# EXTRACTED DATA
PR #4990, opened 2022-09-30
Improve 'Handle local file editing' feature. Add loading popup. Add force sync before opening a file.

### LINKED ISSUE #4981: Enhancements to "edit locally" feature
So after some discussion with Andy/Frank the plan is to still get the feature merged for richdocuments for 25, however on the desktop client side there are a few things that we'd need to get addressed as follow up bugfix:

- [ ] Before opening the file it should be ensured that the latest state is synced 
  - It would still be ok to not open files that are not synced at all, but then the user should get a clear error message 
- [ ] Possibly show some progress indicator/loading screen during that so that the user is aware that there is an ongoing operation
  - This might especially be useful if the desktop app (like LibreOffice) takes a while to start up

@tobiasKaminsky Could you evaluate how complex that would be?

_Originally posted by @juliushaertl in https://github.com/nextcloud-gmbh/office-team/issues/7#issuecomment-1254959604_

allexzander:

This will close #4981

### DIFF
--- a/src/gui/folderman.cpp
+++ b/src/gui/folderman.cpp
@@ -1473,11 +1473,38 @@ void FolderMan::editFileLocally(const QString &accountDisplayName, const QString
         return;
     }
 
-    // In case the VFS mode is enabled and a file is not yet hydrated, we must call QDesktopServices::openUrl from a separate thread, or, there will be a freeze.
-    // To avoid searching for a specific folder and checking if the VFS is enabled - we just always call it from a separate thread.
-    QtConcurrent::run([foundFiles] {
-        QDesktopServices::openUrl(QUrl::fromLocalFile(foundFiles.first()));
-    });
+    const auto localFilePath = foundFiles.first();
+    const auto folderForFile = folderForPath(localFilePath);
+
+    if (!folderForFile) {
+        showError(accountFound, tr("Could not find a folder to sync."), relPath);
+        return;
+    }
+    
+    const auto relPathSplit = relPath.split(QLatin1Char('/'));
+    if (relPathSplit.size() > 0) {
+        Systray::instance()->createEditFileLocallyLoadingDialog(relPathSplit.last());
+    } else {
+        showError(accountFound, tr("Could not find a file for local editing. Make sure its path is valid and it is synced locally."), relPath);
+        return;
+    }
+    folderForFile->startSync();
+    _localFileEditingSyncFinishedConnections.insert(localFilePath, QObject::connect(folderForFile, &Folder::syncFinished, this,
+        [this, localFilePath](const OCC::SyncResult &result) {
+        Q_UNUSED(result);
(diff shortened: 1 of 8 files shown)


src/gui/folderman.cpp
```diff
@@ -1473,11 +1477,24 @@ void FolderMan::editFileLocally(const QString &accountDisplayName, const QString
...
+    const auto relPathSplit = relPath.split(QLatin1Char('/'));
+    if (relPathSplit.size() > 0) {
+        Systray::instance()->createEditFileLocallyLoadingDialog(relPathSplit.last());
+    } else {
+        showError(accountFound, tr("Could not find a file for local editing. Make sure its path is valid and it is synced locally."), relPath);
+        return;
+    }
+    folderForFile->setProperty(editFileLocallyName, localFilePath);
+    folderForFile->startSync();
+    QObject::connect(folderForFile, &Folder::syncFinished, this, &FolderMan::slotSyncFinishedBeforeOpeningForLocalEditing);
```
mgallien, line 1497: this is too brittle
please use a lambda with capture for the file name
clean up in case of errors will be easier and you will also have a much easier way to track the filename once sync is completed

mgallien (changes requested):

src/gui/folderman.cpp
allexzander: @mgallien Why is it brittle? If the slot is invoked by a proper `Folder` instance, then, it will have a proper `localFilePath` set. The reason for making it a slot instead of lambda is that I could disconnect a signal, otherwise, you will end up having the file opened each time the sync is finished after any file was opened via this signal, as the connection to lambda doesn't go anywhere.

Anyways, I have implemented an alternative solution with a `QMap` of connections, even though, I'd prefer to just have a slot and make it all simpler.

allexzander: @mgallien my bad, fixed

src/gui/folderman.cpp
```diff
@@ -1492,9 +1488,23 @@ void FolderMan::editFileLocally(const QString &accountDisplayName, const QString
...
         return;
     }
-    folderForFile->setProperty(editFileLocallyName, localFilePath);
     folderForFile->startSync();
-    QObject::connect(folderForFile, &Folder::syncFinished, this, &FolderMan::slotSyncFinishedBeforeOpeningForLocalEditing);
+    _localFileEditingSyncFinishedConnections.insert(localFilePath, QObject::connect(folderForFile, &Folder::syncFinished, this,
+        [this, localFilePath](const OCC::SyncResult &result) {
+        Q_UNUSED(result);
+        const auto foundConnectionIt = _localFileEditingSyncFinishedConnections.find(localFilePath);
+        if (foundConnectionIt.value()) {
```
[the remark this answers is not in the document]
allexzander: @mgallien my bad, fixed

mgallien (approved):

PR #4998, opened 2022-10-02
do not ignore return value

mgallien:

### DIFF
--- a/src/libsync/vfs/cfapi/vfs_cfapi.cpp
+++ b/src/libsync/vfs/cfapi/vfs_cfapi.cpp
@@ -371,8 +371,7 @@ void VfsCfApi::requestHydration(const QString &requestId, const QString &path)
 
     // Set in the database that we should download the file
     SyncJournalFileRecord record;
-    journal->getFileRecord(relativePath, &record);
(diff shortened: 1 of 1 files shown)


src/libsync/vfs/cfapi/vfs_cfapi.cpp
```diff
@@ -358,8 +358,8 @@ void VfsCfApi::requestHydration(const QString &requestId, const QString &path)
 
     // Set in the database that we should download the file
     SyncJournalFileRecord record;
-    journal->getFileRecord(relativePath, &record);
-    if (!record.isValid()) {
+    const auto result = journal->getFileRecord(relativePath, &record);
+    if (!result || !record.isValid()) {
```
allexzander, line 362: @mgallien Do you need to store that `result`? If not, maybe you could just go:
`if (!journal->getFileRecord(relativePath, &record) || !record.isValid())`?

mgallien: done

allexzander (approved):

claucambra (approved):

PR #5001, opened 2022-10-03
feat: support Nautilus 4.0 API

GabMus:
As explained in the comment, the Nautilus 4.0 API just passes files without the window object (which was unused anyway). This small fix keeps compatibility with the 3.0 API and checks the number of arguments.

Would be really nice if you could make this count towards hacktoberfest as well!

Signed-off-by: Gabriele Musco <emaildigabry@gmail.com>

### DIFF
--- a/shell_integration/nautilus/syncstate.py
+++ b/shell_integration/nautilus/syncstate.py
@@ -26,7 +26,7 @@ import socket
 import tempfile
 import time
 
-from gi.repository import GObject, Nautilus
+from repository import GObject, Nautilus
 
 # Note: setappname.sh will search and replace 'ownCloud' on this file to update this line and other
 # occurrences of the name
@@ -200,8 +200,11 @@ class MenuExtension_ownCloud(GObject.GObject, Nautilus.MenuProvider):
                 break
         return (topLevelFolder, internalFile)
 
-    def get_file_items(self, window, files):
+    def get_file_items(self, *args):
         # Show the menu extension to share a file or folder
+        
+        # Nautilus 3.0 API passes args (window, files), 4.0 API just passes files
+        files = args[0] if len(args) == 1 else args[1]
 
         # Get usable file paths from the uris
         all_internal_files = True


GabMus:
Testing this requires more than the AppImage, it requires installing the app to get the nautilus extension in the appropriate location. Fortunately this is fairly easy to do manually: I copied the file with my changes in `/usr/share/nautilus-python/extensions/syncstate-Nextcloud.py` and everything works fine, and most importantly nautilus stops complaining in the command line output.

GabMus:
Pretty sure the pipeline was failing before my PR :sweat_smile:

shell_integration/nautilus/syncstate.py
```diff
@@ -26,7 +26,7 @@
 import tempfile
 import time
 
-from gi.repository import GObject, Nautilus
+from repository import GObject, Nautilus
```
alatiera, line 29: hey, does this indeed work without the `gi.` prefix?

GabMus: gi.repository is the module you need to import GObject introspection libraries from. I have been doing Python+GTK development for a long time now and I'm sure that this is correct.

GabMus:
Anything blocking this?

claucambra (commented):
Thanks for your contribution! This PR looks fine, but we already have another PR with the same fix: #4870

EDIT: never mind, we can no longer merge that PR

shell_integration/nautilus/syncstate.py
```diff
@@ -200,8 +200,11 @@ def check_registered_paths(self, filename):
                 break
         return (topLevelFolder, internalFile)
 
-    def get_file_items(self, window, files):
+    def get_file_items(self, *args):
         # Show the menu extension to share a file or folder
+        
+        # Nautilus 3.0 API passes args (window, files), 4.0 API just passes files
+        files = args[0] if len(args) == 1 else args[1]
```
claucambra, line 207: would it not be simpler to just assign `args[-1]`?

claucambra (commented):
Small comment code-wise but otherwise looks fine :)

One thing, though, please eliminate the merge commits and instead rebase on master to clean up the commit history

Issue #6430, opened 2024-02-09
Improve notifications of file changes from notify_push server app


mgallien:
Currently desktop client will register to notification from server for changes to files to immediately synchronize changes instead of polling for them.
In case we receive a notification, desktop client will need to discover them.
It would be better to register for notifications with more information (using `listen notify_file_id`).
Most of the time that would give more information to desktop files client being able to then shortcut the sync and do it quicker and using less server resources.

mgallien:
@AndyScherzinger @tobiasKaminsky

marcotrevisan:
Just linking related issues to this one: #5072, https://github.com/nextcloud/notify_push/issues/192

marcotrevisan:
By the way I didn't fully understand the HPB related comments in #5072, and after all in my humble opinion, the client should not need further pieces of server architecture to work properly with push notifications...

AndyScherzinger:
@marcotrevisan there won't be any further server pieces here. The HPB can supply further details on changes files/folders which would improve the sync logic on the client not having to create the number of profinds it does today.

mgallien:
our current analyze is that having the file id changed with the notification for the desktop client is only a partial solution
we can better filter notification received by the client when the exact file id is currently not synced (think of macOS on-demand folders and soon on Windows also)
we cannot do synchronization as usual but go directly to the modified files because we still need the client to also propagate changed etag for parent folders as done by the server
we would need careful analyze to find a solution to be able to skip PROPFIND for the parent folders until the root folder of the user

PR #10252, opened 2026-06-25
Correct Remote Change Propagation to File Provider Framework

i2h3:
Community and paying-support reports describe **server-side changes that intermittently fail to appear** in the macOS File Provider domains, with no reliable reproduction. This PR pins down three concrete derivation bugs in the file-provider extension that silently drop remote changes, fixes them, and adds deterministic reproducers. Scope is macOS File Provider only (Windows / Linux / classic sync folders are unaffected).

The branch has two logically separate commits and can be reviewed (or split) accordingly:

### 1. Fix: remote changes silently dropped during working-set change enumeration
Because a change notification only ever signals `.workingSet`, working-set change enumeration is the path that drives remote updates into the framework. Three issues there caused changes to be discovered but never reported:

- **Depth-1 / non-materialised subtrees.** The materialised-items scan read each visited folder only one level deep and never recursed into *changed* subdirectories, so a change to an item under a non-materialised subfolder surfaced the subfolder but never the item — even when the server propagated ETags correctly. The scan now walks a work queue that descends into changed subdirectories, while still skipping unchanged subtrees (the existing optimisation is preserved).
- **Discovered-but-discarded changes.** The scan persisted discovered changes to the database but the report was then reconstructed purely from a `syncTime > anchor` query, which excludes non-materialised items and items whose parent directory did not itself change. The scan now **returns** the discovered creations/updates/deletions, which are reported directly, merged and de-duplicated with the database-derived pending local changes.
- **Content change with unchanged ETag.** `isInSameDatabaseStoreableRemoteState` did not compare `size`, so a content change carrying a stale/unchanged ETag + date was treated as "no change." It now also compares `size`.

Adds `RemoteChangePropagationTests` — deterministic reproducers driven through the *real* working-set path via the existing mock harness. Three reproduced the drops above and now pass as regression guards; one documents that the notify_push fileId gate correctly matches on the **parent folder id** (the server propagates the changed ETag up to the user's root, so the gate is not a source of dropped new items — see nextcloud/desktop#6430).

### 2. Refactor (behavior-preserving): make the enumerator legible
No behavior change — guarded by the unchanged, fully-passing test suite:
- Replaced the positional 6-tuple returned by `readServerUrl` with a named `RemoteReadResult`, and the three parallel new/updated/deleted arrays with a `ChangeSet` value type.
- Split the ~850-line `Enumerator.swift` (now ~135 lines) into focused, documented `Enumerator+*.swift` extensions by concern (item enumeration, change enumeration, working-set scan, observer reporting, sync anchor; trash beside the existing trash code). The two `NSFileProviderEnumerator` methods are now thin dispatchers.
- Renamed opaque locals and `checkMaterializedItemsOnServer` → `scanMaterialisedItemsForRemoteChanges`; added doc comments throughout.

## Checklist

## AI (if applicable)


i2h3:
A (partial) backport to `stable-33.0` requires manual and separate work.

Issue #10258, opened 2026-06-25
fix(redirect): Allow credentials for HTTPS redirects in different domains


Cheekie25:
## Solution

This patch improves the redirect credential handling to support legitimate SSO scenarios while maintaining security.

### Changes

Replace the overly strict host/port matching with a smarter check:
1. **Allow HTTPS-to-HTTPS redirects** regardless of domain (they're encrypted end-to-end)
2. **Only strip credentials for HTTP redirects** to prevent leaking auth tokens in plaintext
3. **Still prevent HTTPS→HTTP downgrades** (this was already checked at line 251)

### Proposed Fix

```cpp
// Line 279-288: Replace with:
bool isSafeRedirect = (redirectUrl.scheme() == QLatin1String("https")) 
                      && (requestedUrl.host() == redirectUrl.host() 
                          && requestedUrl.port() == redirectUrl.port());

if (!isSafeRedirect) {
    qCWarning(lcNetworkJob).nospace() << "redirect target mismatches origin or uses HTTP, removing credentials"
        << " origin=" << requestedUrl.scheme() << "://" << requestedUrl.host() << ":" << requestedUrl.port()
        << " target=" << redirectUrl.scheme() << "://" << redirectUrl.host() << ":" << redirectUrl.port();

    auto headers = request.headers();
    headers.removeAll(QHttpHeaders::WellKnownHeader::Authorization);
    request.setHeaders(headers);
    request.setAttribute(AbstractCredentials::DontAddCredentialsAttribute, true);
}
```

### Why This Works

- **HTTPS redirects to different domains**: Safe for SSO (transport-layer encryption protects credentials)
- **HTTP redirects**: Credentials removed (plaintext exposure prevented)
- **HTTPS→HTTP downgrades**: Caught by existing check at line 251, request won't reach this point
- **Same-origin redirects**: Keep credentials as before

### Testing

Should test with:
1. OAuth2 redirect to different HTTPS domain ✅ (now works)
2. HTTPS→HTTP redirect ✅ (still blocked)
3. Same-origin redirect ✅ (still works)
4. HTTP→HTTP cross-domain ✅ (credentials removed as before)

Fixes: Regression from commit 585b6ca32dc97c51ede2dad1c002b8a2625e12fc

nilsding:
I fail to see how this patch maintains security, as the credentials would then be leaked to any HTTPS server now.  for legitimate redirects there should be an allowlist for origins that may keep the credentials which would be checked instead

[...]

PR #10264, opened 2026-06-26
fix(redirect): allow credentials for HTTPS redirects in different domains

Cheekie25:
## Resolves

[10258](https://github.com/nextcloud/desktop/issues/10258)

# WORK ITEM
Look through the entries and find each line that has the string "done". Copy those lines.

# TASK RESPONSE
mgallien: done
we cannot do synchronization as usual but go directly to the modified files because we still need the client to also propagate changed etag for parent folders as done by the server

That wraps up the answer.